而林劫細細看過整本古籍後竟覺得這古籍應還有後續部分,當林劫得知艾粟是在年幼時上山采藥,從一屍體的懷中得到的這本古籍時,對此林劫曾多次對艾粟說:“無論是誰,無論任何人,即便是你最親近的人也不可泄露這古籍的秘密。”
群山之中是有秘密的對此無論是艾粟抑或是林劫以及群山周圍的任何人他們都知曉,但知曉秘密與敢於進山尋找秘密則完全是兩種概念,群山外圍的野獸、猛獸或許對修煉者來說不值一提,但內圈范圍的妖獸即便是頤天境都要小心謹慎,強如妖樹也只不過是在那恐怖巨猿的隨意一吼之下碎滅成無數碎片,無數可稱為天災的妖獸都扛不住那驚世巨猿的一聲吼叫,管中窺豹可見一斑。
林劫在艦船開始低空漂浮後,便起身活動了一下身體,本就不是在靜心打坐的艾粟立刻便察覺到了林劫的起身,目光閃亮:“你去哪裡?”
林劫露出他那對熟悉之人的招牌暖笑:“去走走看看,要一起嗎?”
艾粟這些天本就在艙室內悶的發慌,就連靜心修行都是受到林劫感染的被迫行為,現在見林劫想要出去走走,當然是很開心的,不過轉而他就想到了莊易,艾粟目光複雜的看向莊易,莊易一直以來都沒有任何蘇醒的跡象,即便是他的氣息已經不再虛弱已經恢復到了他失蹤前乃至更強的水平,他都沒有要蘇醒的跡象,不論是林劫抑或是艾粟他們兩人都不明白魂的缺失帶來的後果,莊易缺失了三魂中最強的天魂、地魂,被九嬰吞噬的全部的七魄,即便是最後剩下的一絲人魂也僅僅是因為人魂在力量上的佔比要遠遜於天魂、地魂,直白的說,人魂是因為太弱了即便是燃燒發出的光芒也比不上天魂、地魂這才能剩下這麽一絲,即便那個神秘老者以九嬰的先天之氣滋養莊易僅剩的人魂,想要魂魄再造也是很耗費時間的事情。
林劫也注意到了艾粟的目光,只是關切的看了看莊易:“只是出去走動走動,
並不會出現什麽意外,就先讓易兄在房中等我們吧。” “好,都聽你的。”艾粟聽了林劫的話,她不知道自己是應該高興還是應該吃醋,高興是因為她終於可以和林劫獨處,吃醋是因為她之所以能和林劫獨處是林劫認為暫時沒危險且很快便會回來,這種心情很複雜,若不是她很清楚林劫是男人且這麽長時間的相處她從林劫看向莊易的眼神中從未看見過除了兄弟般的關切外的其它目光,她懷疑林劫其實是喜歡男人的。
當然艾粟在林劫身邊雖會時而扭捏展現小女子神態,但她本身便是個沒什麽多余想法的女孩子,這也和她的成長有關,因為從小到大她始終都是靠自己,沒有受過大家閨秀的那種教育,所以她就很直白的問過林劫:為什麽你總是要粘著莊易?你是不是喜歡男人?
在艾粟的目中世界,她看到的是莊易對林劫像是好兄弟一般雖然親密,但談不上粘在一起,但林劫則好像是小媳婦黏在自己相公身邊一般,雖說這個例子有些過,但在艾粟的目中便是如此,她覺得林劫對莊易的擔心太過於多且親密了。
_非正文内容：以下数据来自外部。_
PR #14308, opened 2024-04-05
fix(Profile flow): ID verification cannot be removed

### LINKED ISSUE #13619: ID verification cannot be removed
# Bug Report

## Description

After the user has ID verified a contact, this verification cannot be removed. The button is there, it just does not remove it.

## Steps to reproduce

1. Add a contact
2. ID verify that contact
3. Click on the profile of that contact
4. Click on "remove verification" (in three dots menu)
5. Confirm

#### Expected behavior
ID verification is removed
#### Actual behavior
ID verification is not removed
### Additional Information

- Status desktop version: https://ci.infra.status.im/job/status-desktop/job/release/job/release%2F2.27.x/14/
- Operating System: macOS

https://github.com/status-im/status-desktop/assets/155960867/cfab4679-9ae9-4450-a1d3-ee5bc5e9f27c

[app_20240219_103242.log](https://github.com/status-im/status-desktop/files/14329356/app_20240219_103242.log)

friofry:
fixes #13619 
status-go PR: https://github.com/status-im/status-go/pull/5058
also hides the "trust" icon in the members list for myself

### What does the PR do

1. When "Remove ID verification" is clicked both Trusted and Verified verificationStatus will be reset to Unverified as well as trustStatus
2. The own account will not be marked as "trusted" in the groupchat member list

### Affected areas
contacts / members_list / verification

https://github.com/status-im/status-desktop/assets/1083341/671a0a7e-ad39-42aa-ac85-1aa04e76361c

Added some general ideas on how to improve consistency:
https://github.com/status-im/status-desktop/issues/13619#issuecomment-2039823408

### DIFF
--- a/src/app_service/service/contacts/service.nim
+++ b/src/app_service/service/contacts/service.nim
@@ -714,18 +714,30 @@ QtObject:
       error "error verified untrustworthy request", msg=e.msg
 
   proc removeTrustStatus*(self: Service, publicKey: string) =
-    let response = status_contacts.removeTrustStatus(publicKey)
-    if not response.error.isNil:
-      error "error removing trust status", msg = response.error.message
-      return
+    try:
+      let response = status_contacts.removeTrustStatus(publicKey)
+      if not response.error.isNil:
+        error "error removing trust status", msg = response.error.message
+        return
 
-    if self.contacts.hasKey(publicKey):
-      self.contacts[publicKey].dto.trustStatus = TrustStatus.Unknown
-      if self.contacts[publicKey].dto.verificationStatus == VerificationStatus.Verified:
-        self.contacts[publicKey].dto.verificationStatus = VerificationStatus.Unverified
+      self.parseContactsResponse(response)
+      self.parseContactsResponse(response)
+      self.events.emit(SIGNAL_REMOVED_TRUST_STATUS, TrustArgs(publicKey: publicKey, isUntrustworthy: false))
+    except Exception as e:
+      error "error in removeTrustStatus request", msg = e.msg
 
-    self.events.emit(SIGNAL_REMOVED_TRUST_STATUS,
-      TrustArgs(publicKey: publicKey, isUntrustworthy: false))
+  proc removeTrustVerificationStatus*(self: Service, publicKey: string) =
+    try:
+      let response = status_contacts.removeTrustVerificationStatus(publicKey)
+      if not response.error.isNil:
+        error "error removing trust status", msg = response.error.message
+        return
+
+      self.parseContactsResponse(response)
+      self.events.emit(SIGNAL_REMOVED_TRUST_STATUS, TrustArgs(publicKey: publicKey, isUntrustworthy: false))
+      self.events.emit(SIGNAL_CONTACT_VERIFIED, ContactArgs(contactId: publicKey))
+    except Exception as e:
+      error "error removeTrustVerificationStatus request", msg = e.msg
 
   proc getVerificationRequestSentTo*(self: Service, publicKey: string): VerificationRequest =
     try:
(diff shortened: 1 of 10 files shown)


jrainville (commented):
Looks good.

I'm curious what's inside `response` from `removeTrustStatus`. If it contains the updated contact data, it's probably simpler to just parse the response and replace our cached contact with the updated one. No need for conditions.

This is not against your change, it's just that we used to not take advantage of the status-go response, and that's been causing problems, like the issue you fixed right here.

cammellos:
> I'm curious what's inside `response` from `removeTrustStatus`. If it contains the updated contact data, it's probably simpler to just parse the response and replace our cached contact with the updated one. No need for conditions.

This is the way, always, unless you want to optimistically update the UI if the RPC takes long, but after you should be doing the same

ui/app/AppLayouts/Chat/panels/UserListPanel.qml
```diff
@@ -89,7 +89,7 @@ Item {
                 userName: ProfileUtils.displayName("", model.ensName, model.displayName, model.alias)
                 pubKey: model.isEnsVerified ? "" : Utils.getCompressedPk(model.pubKey)
                 isContact: model.isContact
-                isVerified: model.isVerified
+                isVerified: model.isVerified && !rootStore.isCurrentUser(model.pubKey)
```
caybro, line 92: This is not the place to do it (as others pointed out); if we have another place that uses `StatusMemberListItem`, we'd have to replicate the logic quirk there too. Should be fixed on the NIM side

caybro:
What about fixing it here instead?

```diff
--- src/app/modules/main/chat_section/chat_content/users/module.nim
+++ src/app/modules/main/chat_section/chat_content/users/module.nim
@@ -129,7 +129,7 @@ proc addChatMember(self: Module,  member: ChatMember) =
     colorHash = contactDetails.colorHash,
     onlineStatus = status,
     isContact = contactDetails.dto.isContact,
-    isVerified = contactDetails.dto.isContactVerified(),
+    isVerified = not isMe and contactDetails.dto.isContactVerified(),
     memberRole = member.role,
     joined = member.joined,
     isUntrustworthy = contactDetails.dto.trustStatus == TrustStatus.Untrustworthy,
```

src/app_service/service/contacts/service.nim
```diff
@@ -721,7 +721,8 @@ QtObject:
 
     if self.contacts.hasKey(publicKey):
       self.contacts[publicKey].dto.trustStatus = TrustStatus.Unknown
```
MishkaRogachev, line 723: should not we reset `trustStatus` inside of following if?

friofry: This method is also used to remove the "untrustWorthy" mark. In this case, the verification status may not be Verified/Trusted

ui/app/AppLayouts/Chat/panels/UserListPanel.qml
friofry: Thanks! Fixed✅

caybro: It's still here :grimacing:

friofry: fixed (I forgot to add the file by mistake)

caybro: You could have just removed the first commit; now you have 3 :) Don't forget to squash

caybro (approved):
LGTM

MishkaRogachev (approved):

jrainville (approved):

對此,林劫也不明白是為什麽,他隻說自己感覺莊易很親近,那種親近的感覺無法用語言來貼切的形容,他與艾粟說過他們二人相遇的經過,兩人就是那樣萍水相逢突然出現在對方的世界中,就那麽莫名奇妙的覺得莊易親近,不自覺的關心莊易,就像是多年未見但相見之後依舊親密可以無條件信任對方的親人、朋友,對此林劫也有過疑惑, 但也只是覺得大概是莊易的血脈要遠遠的超過自己的緣故才導致了他這個樣子。
兩人出了房間,便看見王飛正站在走廊望著窗外的山林發呆似是在想著什麽事情一般:“王飛兄在看什麽?”
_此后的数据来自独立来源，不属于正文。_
Issue #9952, opened 2023-03-20
Move Gif models out of the input_area module


jrainville:
### Description

Right now, the gif models are inside the `input_area` module. However, there is an `input_area` module created for each channel in the backend. That means that  we have the gif models multiple times in the backend.

This feels pretty useless, since there are few reasons to have a different state for each channel. The only thing that could differ is if you want to keep the search for the chat, but that's very minor.

On the other hand, it creates a a lot of useless memory usage, because each time you load a gif popup on  a different channel, we keep that model in memory. Also, we fetch the favorites, recents, etc. for each of them instead of reusing.

iurimatias:
moving to 2.29 due to lack of space in this milestone, however this could be done in the stabilization period with other refactors if there is room

PR #14315, opened 2024-04-07
chore: extract move gifs module

igor-sirotin:
## Description

Extracted a GIFs module.
It's now created a single time and reused for all chats.

Fixes https://github.com/status-im/status-desktop/issues/9952


src/app/modules/main/gifs/io_interface.nim
```diff
@@ -0,0 +1,70 @@
...
+  raise newException(ValueError, "No implementation available")
+
+method isLoaded*(self: AccessInterface): bool {.base.} =
+  raise newException(ValueError, "No implementation available")
+
+method viewDidLoad*(self: AccessInterface) {.base.} =
+  raise newException(ValueError, "No implementation available")
+
+# method getModuleAsVariant*(self: AccessInterface): QVariant {.base.} =
+#   raise newException(ValueError, "No implementation available")
```
jrainville, line 19: We can remove this

jrainville (approved):
Looks good!

src/app/boot/app_controller.nim
```diff
@@ -467,7 +466,6 @@ proc load(self: AppController) =
     self.chatService,
     self.communityService,
     self.messageService,
-    self.gifService,
```
kounkou, line 470: Hi there, thanks for the changes, do you mind explaining what is the new architecture design? What are some triggers and consequences of this change please? Does that mean for instance that the main module will be slower to start?

kounkou:
Hey, just curious, could you please list the different use cases you went through (in your mind) of ensuring your change is complete?

kounkou (approved):
Thanks for the refactor, no blocking comments, just curiosity question. I wonder if for instance in the absence of Jo, this could have been detected based on what the user sees during the app execution...

igor-sirotin:
@kounkou  Well it's not that of a major change 😄 
This module is only used in for the GIF popup. So we don't need to create it for each chat, just once is enough. 

> Hey, just curious, could you please list the different use cases you went through (in your mind) of ensuring your change is complete?

Just opened the GIF popup and tested that it's working as should 🙂 

> What are some triggers and consequences of this change please?

It really just a refactoring, that improves the code logic and should improve the performance a bit.

> Does that mean for instance that the main module will be slower to start?

In theory it should only be faster, as we're creating it less times.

林劫遠遠的便率先出聲提醒正在出神的王飛,這樣可以避免一些不必要的誤會,大家都是修煉者無論對方有沒有感知到自己的接近,貿然在對方不知情的情況下接近,無論從那個方面來看都是不理智且很失禮的行為。
王飛聽聞林劫的聲音收回看向外面山林的目光抱拳與林劫各自一拜:“林兄這些日子都不曾出來走動走動的。”王飛滿面笑意道。
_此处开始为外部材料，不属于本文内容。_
PR #14321, opened 2024-04-08
feat(wallet) connect assets ordering with saving to DB backend

### LINKED ISSUE #13312: [Tokens Management] Missing assets settings integration with backend

stefandunca:
### Closes #13312

Use `updateTokenPreferences` and `getTokenPreferencesJson` to save assets instead of local `QSettings`

### DIFF
--- a/ui/app/AppLayouts/Profile/views/MyProfileView.qml
+++ b/ui/app/AppLayouts/Profile/views/MyProfileView.qml
@@ -319,7 +319,7 @@ SettingsContentBase {
             inShowcaseModel: priv.showcaseModels.accountsVisibleModel
             hiddenModel: priv.showcaseModels.accountsHiddenModel
             showcaseLimit: root.profileStore.getProfileShowcaseEntriesLimit()
-            currentWallet: root.walletStore.overview.mixedcaseAddress
+            currentWallet: RootStore.overview.mixedcaseAddress
 
             onChangePositionRequested: function (from, to) {
                 priv.showcaseModels.changeAccountPosition(from, to)
--- a/src/app/modules/main/wallet_section/all_collectibles/view.nim
+++ b/src/app/modules/main/wallet_section/all_collectibles/view.nim
@@ -32,10 +32,6 @@ QtObject:
   proc updateCollectiblePreferences*(self: View, collectiblePreferencesJson: string) {.slot.} =
     self.delegate.updateCollectiblePreferences(collectiblePreferencesJson)
 
-  proc clearCollectiblePreferences*(self: View) {.slot.} =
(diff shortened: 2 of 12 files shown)


ui/app/AppLayouts/Profile/views/MyProfileView.qml
```diff
@@ -319,7 +319,7 @@ SettingsContentBase {
             inShowcaseModel: priv.showcaseModels.accountsVisibleModel
             hiddenModel: priv.showcaseModels.accountsHiddenModel
             showcaseLimit: root.profileStore.getProfileShowcaseEntriesLimit()
-            currentWallet: root.walletStore.overview.mixedcaseAddress
+            currentWallet: !!root.walletStore ? root.walletStore.overview.mixedcaseAddress : ""
```
caybro, line 322: Right, I was about to fix this one too... but there's no `root.walletStore` toplevel property at all defined here :/ This will just silence the warning w/o fixing the problem

caybro (approved):
LGTM :+1:

ui/app/AppLayouts/Profile/views/MyProfileView.qml
stefandunca: That was part of an attempt to fix some warnings but I abandoned after going nowhere (mainly `StatusRoundedImage.qml:27:5: QML StatusImage: Cannot open: qrc:/StatusQ/Components/help`). I fixed it now, thanks for the heads up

“在修行上遇到了一些問題,需要靜心思索。”林劫同樣報以微笑。
“哦?那麽林兄可有什麽進展?”王飛諱莫如深的看了一眼跟著林劫一起出來的艾粟,目中那副我懂的神色被艾粟清楚的看在眼裡,看到了王飛這種眼神的目光她也是微紅著臉低下頭,至於王飛對於林劫所說的修行問題他是否理解偏了,那就不得而知了。
“並無,隻得等待機緣了...”
王飛面上的笑容逐漸變得有些奇怪:“此事不可急,畢竟此事並非林兄一人可解。”
林劫似是大徹大悟般:“多謝王兄提醒,是我鑽了牛角尖了。”
兩人相視一笑,只不過王飛笑的很奇怪還時不時的撇一眼在旁羞愧低頭的艾粟,林劫也在笑不過他的笑卻是恍然大悟的笑,雖然他不明白王飛為什麽笑的那麽奇怪,但這並不妨礙他從王飛話語中得到的提醒。